How Fresh Bread and Pastries Helped Doctors Identify Cancer

A major research pathway in the world of medical imaging is in the field of artificial intelligence and machine learning, which are used to help doctors identify cell samples that potentially show signs of cancer.

There is a range of systems available, each rapidly evolving as AI permeates into many facets of life and evolves to meet the needs of various industries.

However, the earliest and most incredible example of this is how a system designed to scan for freshly baked bread and pastries became a major tool in some hospitals to help doctors efficiently scan for cancer in cell samples.

For context, Japanese bakeries do not sell packaged bread products, because bread in the open looks fresher and more appealing.

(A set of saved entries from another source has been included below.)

Issue #1048, opened 2025-03-28
[feature] Add Helm Chart to a public registry


Ca-moes:
### Problem Description

A Helm Chart is available on the repository (https://github.com/siderolabs/omni/tree/main/deploy/helm/omni) but since it is not on a public registry, there isn't a way to install it, apart from having a local copy.

### Solution

Using Github Pages, host the Chart there and make it available in https://artifacthub.io/

PR #1049, opened 2025-03-28
feat: add helm chart release workflow

Ca-moes:
Related to https://github.com/siderolabs/omni/issues/1048

Needs an admin to enable GitHub pages to host the Helm Chart. After this the GitHub Action can run correctly and the chart will be available from https://siderolabs.github.io/omni/

### DIFF
--- a/.github/workflows/chart-release.yaml
+++ b/.github/workflows/chart-release.yaml
@@ -1,0 +1,31 @@
+name: release-chart
+
+on:
+  push:
+    branches:
+      - main
+
+jobs:
+  release:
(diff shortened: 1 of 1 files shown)


frezbo:
GitHub Actions for all siderolabs projects are autogenerated using [kres](https://github.com/siderolabs/kres). So kres needs to support Helm releases first

smira:
@frezbo is going to look into this

frezbo:
we'll update this to use oci helm releases and avoid using GitHub pages

Issue #1054, opened 2025-04-01
Use `<platform>-installer` image


smira:
Prepend the `<platform>` arg to the `installer` image name, this can be done for all versions of Talos.

For Talos < 1.10 it would be no-op, but for Talos > 1.10 it's critical to preserve proper kernel command line args.

PR #1057, opened 2025-04-01
feat: use `<platform>-installer[-secureboot]` as the installer image

utkuozdemir:
Make use of the change introduced in https://github.com/siderolabs/image-factory/pull/210: Switch from using `factory.talos.dev/installer[-secureboot]/...` to `factory.talos.dev/<platform>-installer[-secureboot]/...`.

Closes https://github.com/siderolabs/omni/issues/1054.


frezbo (commented):
I guess this should only happen for upgrades only, otherwise we'd just try to do a no-op upgrade

utkuozdemir:
> I guess this should only happen for upgrades only, otherwise we'd just try to do a no-op upgrade

oh right that's a really good point. Let me do that.

internal/backend/runtime/omni/controllers/omni/cluster_machine_config.go
```diff
@@ -459,9 +459,13 @@ func buildInstallImage(imageFactoryHost string, resID resource.ID, installImage
 		return "", fmt.Errorf("machine %q has no secure boot status set", resID)
 	}
 
-	installerName := "installer"
+	if installImage.Platform == "" {
```
smira, line 462: if we want to avoid re-generating machine config, in theory we could do it only for Talos 1.10+

smira: or specifically populate `.platform` only for 1.10+

utkuozdemir: changed the pr to do that

utkuozdemir:
> I guess this should only happen for upgrades only, otherwise we'd just try to do a no-op upgrade

I changed it to change the install image only for 1.10. But even without it, it wouldn't cause an upgrade call to Talos anyway, as it doesn't get detected as outdated, because there is no change in Talos version or the schematic ID. I verified that.

smira:
> I changed it to change the install image only for 1.10. But even without it, it wouldn't cause an upgrade call to Talos anyway, as it doesn't get detected as outdated, because there is no change in Talos version or the schematic ID. I verified that.

yep, my concern was that it would cause outdated config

With these bakeries expanding their product ranges dramatically, it was getting increasingly difficult for customer service staff to efficiently serve customers as they needed to memorise a lot of different pastry types.

In 2007, a lot of scanning systems relied on barcodes or used somewhat rudimentary AI recognition technology that typically could only recognise standardised shapes and designs, which given that baking is not always consistent, led to confusion.

Enter BakeryScan, an advanced AI scanning system that could be trained to accurately detect different types of bread, work out when a pastry had ripped or was two separate items, could detect different bread items touching and was heralded for its accuracy by the baking world.

However, a decade later, a doctor based at the Louis Pasteur Centre for Medical Research in Kyoto had a brilliant idea. As cancer cells could in some cases look similar to these pastry products, a custom baking scanner could be used to efficiently look for cancer cells.

This led to the development of Cyto-AiSCAN, which uses the same technology to analyse an entire slide of cells with an accuracy level of 99 per cent, allowing for quicker cancer diagnoses and potentially saving countless lives in the process.